The jovial party broke up next morning. Breakings-up are capital things in our school-days, but in after life they are painful enough. Death, self-interest, and fortune's changes, are every day breaking up many a happy group, and scattering them far and wide; and the boys and girls never come back again. We do not mean to say that it was exactly the case in this particular instance; all we wish to inform the reader is, that the different members of the party dispersed to their several homes ...

-

Now, although the warden's room was a very uncomfortable one, being, in every point of decoration and convenience, several hundred degrees inferior to the common infirmary of a county jail, it had at present the merit of being wholly deserted save by Mr. Pickwick himself.
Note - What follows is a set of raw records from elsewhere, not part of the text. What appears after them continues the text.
PR #156, opened 2022-11-10
Workaround EASE 0.9.0 headless startup issue

jld01:
We register org.eclipse.cdt.codan.internal.ui.cxx.Startup with EASE to avoid triggering bug 580960.


codan/org.eclipse.cdt.codan.ui.cxx/plugin.xml
```diff
@@ -8,6 +8,14 @@
             class="org.eclipse.cdt.codan.internal.ui.cxx.Startup"></startup>
    </extension>
 
+   <!-- Suppress startup in org.eclipse.ease.runScript application (bug 580960) -->
+   <extension
```
ruspl-afed, line 12: [Sorry, I missed the direction on this discussion during the last CDT call]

So, he sat down at the foot of his little iron bedstead, and began to wonder how much a year the warder made out of the dirty room. Having satisfied himself, by mathematical calculation, that the apartment was about equal in annual value to the freehold of a small street in the suburbs of London, he took to wondering what possible temptation could have induced a dingy-looking fly that was crawling over his pantaloons, to come into a close prison, when he had the choice of so many airy situations - a course of meditation which led him to the irresistible conclusion that the insect was insane. After settling this point, he began to be conscious that he was getting sleepy; whereupon he took his nightcap out of the pocket in which he had had the precaution to stow it in the morning, and, leisurely undressing himself, got into bed and fell asleep.

-

'I takes my determination on principle, Sir,' remarked Sam, 'and you takes yours on the same ground; wich puts me in mind o' the man as killed his-self on principle, wich o' course you've heerd on, Sir.' Mr. Weller paused when he arrived at this point, and cast a comical look at his master out of the corners of his eyes.


'There is no "of course" in the case, Sam,' said Mr. Pickwick, gradually breaking into a smile, in spite of the uneasiness which Sam's obstinacy had given him. 'The fame of the gentleman in question, never reached my ears.'


'No, Sir!' exclaimed Mr. Weller. 'You astonish me, Sir; he wos a clerk in a gov'ment office, sir.'


'Was he?' said Mr. Pickwick.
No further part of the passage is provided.